Issue #662, opened 2017-02-24
\texttt{>} causes an error


jsmaniac:
In the live preview at https://khan.github.io/KaTeX/, entering any of the following causes an error:

```
\texttt{>}
\textit{>}
\textrm{>}
\textbf{>}
\text{>}

\texttt{->} and so on.
```

The error is:
```
KaTeX parse error: Expected '}', got '>' at position 9: \texttt{>̲}
```

xymostech:
What do you expect to happen in these cases? Putting `\text{>}` into LaTeX gives me an upside down question mark.

![image](https://cloud.githubusercontent.com/assets/217900/23285109/2142ffbc-f9e4-11e6-8f03-7bd8535caa27.png)

jsmaniac:
@xymostech Good point, I had forgotten TeX's bogus behaviour for these commands. The `\texttt{>}` does print fine with LaTeX though (and that's what I was using). Incidentally, the “correct” form `\textrm{\textgreater}` also fails with KaTeX.

jsmaniac:
Also, adding `\usepackage[T1]{fontenc}` to the preamble of a LaTeX document makes the other commands produce the expected `>` symbol, so i'd argue that should be KaTeX's behaviour as it is very common to use `T1`, and the behaviour seems more reasonable than the upside-down question mark.

xymostech:
Oh, I guess I didn't actually check `\texttt{>}`, you're right, that does work correctly in LaTeX! Thanks for reporting this! :)

edemaine:
Fix forthcoming in #684.

PR #684, opened 2017-04-27
Support <, >, | and many \text... commands in text mode

edemaine:
This started as a fix to #662, which reported lack of `<` and `>` support in text mode.  As suggested, I mapped them to regular `<` and `>` characters as if `\usepackage[T1]{fontenc}` is in effect.  This seems like the preferred behavior (unless you're typing in Spanish or another language that uses upside-down symbols... but then perhaps better to use Unicode symbols).

I also noticed that `|` wasn't working in text mode, but was supposed to, so I added that.  These are one-line changes.

I then implemented `\textless`, `\textgreater`, `\textbar` as aliases to these symbols.

I then started going through [this symbol list](http://mirror.utexas.edu/ctan/info/symbols/comprehensive/symbols-a4.pdf#page=14) to see what other characters were missing.  I added support for `\textdollar`, `\textunderscore`, `\textbraceleft`, `\textbraceright`, `\textbardbl`, `\textendash`, `\textemdash`, `\textquote(dbl)(left/right)` as aliases to existing symbols.  I didn't attempt to add the other text symbols, though that might be good for a future project...


kevinbarabash:
@edemaine I'm confused about `\textdollar` and the other `\text___` aliases.  Won't `\text{\textdollar}` output `\textdollar` instead of `$`?

edemaine:
`defineSymbol(text, main, textord, "$", "\\textdollar");` defines `\textdollar` to output the symbol `$` in the `main` font with type `textord`.  To confirm, here's a screenshot of the local server tester:

textdollar

src/symbols.js
```diff
@@ -109,7 +109,9 @@ defineSymbol(math, main, textord, "\u2660", "\\spadesuit");
 
 // Math and Text
 defineSymbol(math, main, textord, "\u2020", "\\dag");
+defineSymbol(text, main, textord, "\u2020", "\\dag");
 defineSymbol(math, main, textord, "\u2021", "\\ddag");
+defineSymbol(text, main, textord, "\u2021", "\\ddag");
```
kevinbarabash: may as well add `\textdagger` and `\textdaggerdbl` as well.

edemaine:
Added.   Also noticed that `\circledR`, `\checkmark`, `\pounds` work in text mode too, so added those.  And I'm fairly certain `\pounds` is a `textord` not `mathord`.  `\pounds\text{\textsterling\pounds}` now produces 3 identical symbols.

kevinbarabash:
@edemaine it looks like the change to `\pounds` change the symbols screenshot test.  Can you verify that `\pounds` is indeed a textord in math mode?  If it, please update the screenshot for the symbols test.

edemaine:
Indeed, `$\pounds$` generates a mathord, same as `$\mathsterling$` (another alias I added).  `$\text{\pounds}$` generates a textord (I believe -- at least, the LaTeX output of the symbol is different from the math version), but our font doesn't have that symbol, so I've left it generating a mathord.

src/symbols.js
```diff
@@ -600,14 +614,23 @@ defineSymbol(math, main, mathord, "\u0131", "\\imath");
...
 defineSymbol(text, main, textord, "\u201c", "``");
+defineSymbol(text, main, textord, "\u201c", "\\textquotedblleft");
 defineSymbol(text, main, textord, "\u201d", "''");
+defineSymbol(text, main, textord, "\u201d", "\\textquotedblright");
 defineSymbol(math, main, textord, "\u00b0", "\\degree");
 defineSymbol(text, main, textord, "\u00b0", "\\degree");
 defineSymbol(math, main, mathord, "\u00a3", "\\pounds");
+defineSymbol(math, main, mathord, "\u00a3", "\\mathsterling");
+defineSymbol(text, main, mathord, "\u00a3", "\\pounds");
+defineSymbol(text, main, mathord, "\u00a3", "\\textsterling");
```
kevinbarabash: You mentioned that `$\text{\pounds}$` generates a textord, should `\text{\textsterling}` do the same?  Can you add a `TODO` so that people aren't confused by the use of `mathord`s in text mode later on?

edemaine: Added.  Although I found [this discussion](https://gitter.im/Khan/KaTeX/archives/2014/09/24) where @xymostech suggests that maybe we should move away from mathord vs. textord, and rather just specify which font to use.  It seems LaTeX has a notion of "mathord" but no notion of "textord" (at least I've never seen one in debugging output)?

edemaine:
Should be good to go now.  Someday, a more thorough symbol review wouldn't hurt, but this should help!

kevinbarabash:
LGTM.  Thanks!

◆ **What to produce**: Your answer should consist of all lines above that include the string "like".

◆ **Solution below**:
This started as a fix to #662, which reported lack of `<` and `>` support in text mode.  As suggested, I mapped them to regular `<` and `>` characters as if `\usepackage[T1]{fontenc}` is in effect.  This seems like the preferred behavior (unless you're typing in Spanish or another language that uses upside-down symbols... but then perhaps better to use Unicode symbols).
@edemaine it looks like the change to `\pounds` change the symbols screenshot test.  Can you verify that `\pounds` is indeed a textord in math mode?  If it, please update the screenshot for the symbols test.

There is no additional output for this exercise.